═════ Task material

PR #360, opened 2018-05-11
Reorg payment system basics category

mDuo13:
Also went slightly outside the "Payment System Basics" category when I realized there was a section on multi-signing left over in the transactions monolith that would merge nicely with the multi-signing placeholder article I set up earlier.

Didn't include the metadata page since that's under the transactions reference instead. (Which I think is a better place for it, probably.)

Moved "Transaction Cost" under "Transaction Basics" since that makes sense to me.


jhaaaa (approved):
LGTM!

PR #1074, opened 2021-05-14
Add vl.xrplf.org to list providers

alloynetworks:
Add https://vl.xrplf.org as a list provider.


ximinez:
Should Coil's VL be on that list?

alloynetworks:
> Should Coil's VL be on that list?

Certainly does make sense.

mDuo13 (approved):

PR #1080, opened 2021-05-19
9Update offercreate.md

Yonat29:
rail permit cluster pool skate now team grab nasty answer alarm wink


mDuo13:
Not sure if this is a mistake or spam, but this is not a constructive pull request.

PR #1088, opened 2021-05-28
Clarify that issuing `feature` via the commandline requires 'accept' or 'reject' booleans.

jscottbranson:
The `feature` command requires `vetoed` to be set to 'true' or 'false' for websockets/rpc commands, however, the commandline requires either 'accept' or 'reject', and I believe the documentation could benefit from explicitly mentioning this inconsistency.


mDuo13:
This pattern is not specific to this method, but is a convention of the commandline API in general. You see something similar in a lot of other methods, too. For example, [account_info](https://xrpl.org/account_info.html)'s `strict` parameter has to be specified as `strict` on the commandline, but `true`/`false` in JSON. Same with `tx` or `full` in the [ledger method](https://xrpl.org/ledger.html).

So, while I don't think it's a bad thing to mention it, I worry it might also be confusing to add this in just this one place, since it implies this case is different than the others.

llattanaja (approved):

jscottbranson:
As always, @mDuo13 you make an outstanding point.

Right now, I think the convention is to use the command line examples to show that the request patterns for the command line are different, so I guess it is a bit redundant to document the same thing in the examples and in the body text.

However, I do think it would make things slightly more clear/easier to have the differences between the command line and JSON requests more explicitly discussed in the text body.

If others are agreeable to documenting the differences between command line and JSON requests in the actual text, I would be willing to go through all the commands and make additions similar to this PR. Otherwise, it probably makes sense to leave it as is.

Cheers!

mDuo13:
I would be in support of clarifying the differences in the body text of other methods too, especially if you're volunteering to do it! :smile: 

Small suggestion, by the way, if you do: instead of saying "Use ... on the commandline," phrase it as "On the commandline, use ..."—this lets readers do the equivalent of boolean short-circuiting the sentence, and stop reading if that's not relevant to them.

SirJosh1987 (approved):

content/references/rippled-api/admin-rippled-methods/status-and-debugging-methods/feature.md
```diff
@@ -65,7 +65,7 @@ The request includes the following parameters:
 | `Field`   | Type    | Description                                            |
 |:----------|:--------|:-------------------------------------------------------|
 | `feature` | String  | _(Optional)_ The unique ID of an amendment, as hexadecimal; or the short name of the amendment. If provided, limits the response to one amendment. Otherwise, the response lists all amendments. |
-| `vetoed`  | Boolean | (Optional; ignored unless `feature` also specified) If true, instructs the server to vote against the amendment specified by `feature`. If false, instructs the server to vote in favor of the amendment. |
+| `vetoed`  | Boolean | (Optional; ignored unless `feature` also specified) If true, instructs the server to vote against the amendment specified by `feature`. If false, instructs the server to vote in favor of the amendment. Use 'accept' or 'reject rather than 'true' or 'false' when using the commandline. |
```
SirJosh1987: accept

SirJosh1987 (approved):

content/references/rippled-api/admin-rippled-methods/status-and-debugging-methods/feature.md
intelliot:
```suggestion
| `vetoed`  | Boolean | (Optional; ignored unless `feature` also specified) If true, instructs the server to vote against the amendment specified by `feature`. If false, instructs the server to vote in favor of the amendment. On the commandline, use 'accept' or 'reject rather than 'true' or 'false'. |
```

mDuo13 (approved):

PR #1090, opened 2021-05-31
Light mode

jakeatdocforce:
Toggle is there for testing. Will need to be moved to final spot in nav. 
Colors will likely need to be tweaked when an updated design is ready. 
On load will check for system preference first and save that.  If user interacts with toggle that will take priority.
This could result in the default for most users being the light theme.  Might be useful to test how many use dark vs light. 
New light overrides are in the _light-theme sass file. 

Also added a watch command for testing sass builds during dev.


assets/js/theme-switch.js
```diff
@@ -0,0 +1,64 @@
+// Check user prefers color, toggle light/dark, save state
+// Based partly on https://github.com/vinorodrigues/bootstrap-dark
+
+$(document).ready(function() {
```
mDuo13: Most of this functionality shouldn't be behind a `$(document).ready()` callback. That causes a flash of the default theme on each new page as it loads, which switches over when it's done. I tested this and got it working with just the bind function in the ready callback. (Feel free to cherry-pick this commit: 9b2563d0f65da830d4fe9905be97dbdcae8df899 )

styles/light/_light-theme.scss
```diff
@@ -0,0 +1,170 @@
...
+
+// Colors
+$navbar-light-color: $dark;
+$navbar-light-hover-color: $secondary;
+$navbar-light-active-color: $primary;
+
+// Nav logo. 
+
+.logo {
+  content: url(/assets/img/XRPLedger_DevPortal-black.svg);
```
mDuo13: This does not work for me in Firefox. (It does work in Chrome.)

styles/xrpl.scss
```diff
@@ -53,3 +53,19 @@ $font-family-sans-serif: -apple-system, system-ui, 'Roboto', sans-serif;
...
+
+//Mixin to conditionaly include other themes
+// @import "light/_mixins.scss";
+
+// Default to dark theme with light being alt
+// $color-scheme-alt: light;
+
+// @include prefers-color-scheme($color-scheme-alt) {
+//     @import "light/_light-theme.scss";
+// }
```
mDuo13, line 67: Are these comments accurate? If they're not just leftover copy-paste stuff, I'd like a little more clarity on what this means.

mDuo13 (changes requested):
Can we also set this up to change out images when you toggle themes? If nothing else, there's probably a way to do it with some CSS background image trickery. For the actual image(s) to replace, you can do a quick-and-dirty placeholder. Like, here's a replacement for `img/graphics/validator.png` (used in overview.html):
validator-dark

assets/js/theme-switch.js
jakeatdocforce: Fixed.  I was just keeping the code in the previous block but you are correct it can be outside that.

styles/xrpl.scss
jakeatdocforce: This was/is for a different way to handle the theme changes.  
If we went this direction it would load and respect only the users system pref.   Basically would load only if user had a light pref set.  But not able to handle user toggle on page.  As the content wouldn't be loaded.  Media query for css.  

Left in thinking it could be discussed as a potential option if you didn't need or want user to select manually.   
Looks like Github for example has a setting in your prefs for overriding the system settings and will add separate themes on multiple conditions.   
Unsure how far down that rabbit hole we go.

SirJosh1987 (approved):

mDuo13:
Closing in favor of #1119.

══════════

Problem requirements: Your answer must be every record above, set down exactly as written.

The answer:
PR #360, opened 2018-05-11
Reorg payment system basics category

mDuo13:
Also went slightly outside the "Payment System Basics" category when I realized there was a section on multi-signing left over in the transactions monolith that would merge nicely with the multi-signing placeholder article I set up earlier.

Didn't include the metadata page since that's under the transactions reference instead. (Which I think is a better place for it, probably.)

Moved "Transaction Cost" under "Transaction Basics" since that makes sense to me.


jhaaaa (approved):
LGTM!

PR #1074, opened 2021-05-14
Add vl.xrplf.org to list providers

alloynetworks:
Add https://vl.xrplf.org as a list provider.


ximinez:
Should Coil's VL be on that list?

alloynetworks:
> Should Coil's VL be on that list?

Certainly does make sense.

mDuo13 (approved):

PR #1080, opened 2021-05-19
9Update offercreate.md

Yonat29:
rail permit cluster pool skate now team grab nasty answer alarm wink


mDuo13:
Not sure if this is a mistake or spam, but this is not a constructive pull request.

PR #1088, opened 2021-05-28
Clarify that issuing `feature` via the commandline requires 'accept' or 'reject' booleans.

jscottbranson:
The `feature` command requires `vetoed` to be set to 'true' or 'false' for websockets/rpc commands, however, the commandline requires either 'accept' or 'reject', and I believe the documentation could benefit from explicitly mentioning this inconsistency.


mDuo13:
This pattern is not specific to this method, but is a convention of the commandline API in general. You see something similar in a lot of other methods, too. For example, [account_info](https://xrpl.org/account_info.html)'s `strict` parameter has to be specified as `strict` on the commandline, but `true`/`false` in JSON. Same with `tx` or `full` in the [ledger method](https://xrpl.org/ledger.html).

So, while I don't think it's a bad thing to mention it, I worry it might also be confusing to add this in just this one place, since it implies this case is different than the others.

llattanaja (approved):

jscottbranson:
As always, @mDuo13 you make an outstanding point.

Right now, I think the convention is to use the command line examples to show that the request patterns for the command line are different, so I guess it is a bit redundant to document the same thing in the examples and in the body text.

However, I do think it would make things slightly more clear/easier to have the differences between the command line and JSON requests more explicitly discussed in the text body.

If others are agreeable to documenting the differences between command line and JSON requests in the actual text, I would be willing to go through all the commands and make additions similar to this PR. Otherwise, it probably makes sense to leave it as is.

Cheers!

mDuo13:
I would be in support of clarifying the differences in the body text of other methods too, especially if you're volunteering to do it! :smile: 

Small suggestion, by the way, if you do: instead of saying "Use ... on the commandline," phrase it as "On the commandline, use ..."—this lets readers do the equivalent of boolean short-circuiting the sentence, and stop reading if that's not relevant to them.

SirJosh1987 (approved):

content/references/rippled-api/admin-rippled-methods/status-and-debugging-methods/feature.md
```diff
@@ -65,7 +65,7 @@ The request includes the following parameters:
 | `Field`   | Type    | Description                                            |
 |:----------|:--------|:-------------------------------------------------------|
 | `feature` | String  | _(Optional)_ The unique ID of an amendment, as hexadecimal; or the short name of the amendment. If provided, limits the response to one amendment. Otherwise, the response lists all amendments. |
-| `vetoed`  | Boolean | (Optional; ignored unless `feature` also specified) If true, instructs the server to vote against the amendment specified by `feature`. If false, instructs the server to vote in favor of the amendment. |
+| `vetoed`  | Boolean | (Optional; ignored unless `feature` also specified) If true, instructs the server to vote against the amendment specified by `feature`. If false, instructs the server to vote in favor of the amendment. Use 'accept' or 'reject rather than 'true' or 'false' when using the commandline. |
```
SirJosh1987: accept

SirJosh1987 (approved):

content/references/rippled-api/admin-rippled-methods/status-and-debugging-methods/feature.md
intelliot:
```suggestion
| `vetoed`  | Boolean | (Optional; ignored unless `feature` also specified) If true, instructs the server to vote against the amendment specified by `feature`. If false, instructs the server to vote in favor of the amendment. On the commandline, use 'accept' or 'reject rather than 'true' or 'false'. |
```

mDuo13 (approved):

PR #1090, opened 2021-05-31
Light mode

jakeatdocforce:
Toggle is there for testing. Will need to be moved to final spot in nav. 
Colors will likely need to be tweaked when an updated design is ready. 
On load will check for system preference first and save that.  If user interacts with toggle that will take priority.
This could result in the default for most users being the light theme.  Might be useful to test how many use dark vs light. 
New light overrides are in the _light-theme sass file. 

Also added a watch command for testing sass builds during dev.


assets/js/theme-switch.js
```diff
@@ -0,0 +1,64 @@
+// Check user prefers color, toggle light/dark, save state
+// Based partly on https://github.com/vinorodrigues/bootstrap-dark
+
+$(document).ready(function() {
```
mDuo13: Most of this functionality shouldn't be behind a `$(document).ready()` callback. That causes a flash of the default theme on each new page as it loads, which switches over when it's done. I tested this and got it working with just the bind function in the ready callback. (Feel free to cherry-pick this commit: 9b2563d0f65da830d4fe9905be97dbdcae8df899 )

styles/light/_light-theme.scss
```diff
@@ -0,0 +1,170 @@
...
+
+// Colors
+$navbar-light-color: $dark;
+$navbar-light-hover-color: $secondary;
+$navbar-light-active-color: $primary;
+
+// Nav logo. 
+
+.logo {
+  content: url(/assets/img/XRPLedger_DevPortal-black.svg);
```
mDuo13: This does not work for me in Firefox. (It does work in Chrome.)

styles/xrpl.scss
```diff
@@ -53,3 +53,19 @@ $font-family-sans-serif: -apple-system, system-ui, 'Roboto', sans-serif;
...
+
+//Mixin to conditionaly include other themes
+// @import "light/_mixins.scss";
+
+// Default to dark theme with light being alt
+// $color-scheme-alt: light;
+
+// @include prefers-color-scheme($color-scheme-alt) {
+//     @import "light/_light-theme.scss";
+// }
```
mDuo13, line 67: Are these comments accurate? If they're not just leftover copy-paste stuff, I'd like a little more clarity on what this means.

mDuo13 (changes requested):
Can we also set this up to change out images when you toggle themes? If nothing else, there's probably a way to do it with some CSS background image trickery. For the actual image(s) to replace, you can do a quick-and-dirty placeholder. Like, here's a replacement for `img/graphics/validator.png` (used in overview.html):
validator-dark

assets/js/theme-switch.js
jakeatdocforce: Fixed.  I was just keeping the code in the previous block but you are correct it can be outside that.

styles/xrpl.scss
jakeatdocforce: This was/is for a different way to handle the theme changes.  
If we went this direction it would load and respect only the users system pref.   Basically would load only if user had a light pref set.  But not able to handle user toggle on page.  As the content wouldn't be loaded.  Media query for css.  

Left in thinking it could be discussed as a potential option if you didn't need or want user to select manually.   
Looks like Github for example has a setting in your prefs for overriding the system settings and will add separate themes on multiple conditions.   
Unsure how far down that rabbit hole we go.

SirJosh1987 (approved):

mDuo13:
Closing in favor of #1119.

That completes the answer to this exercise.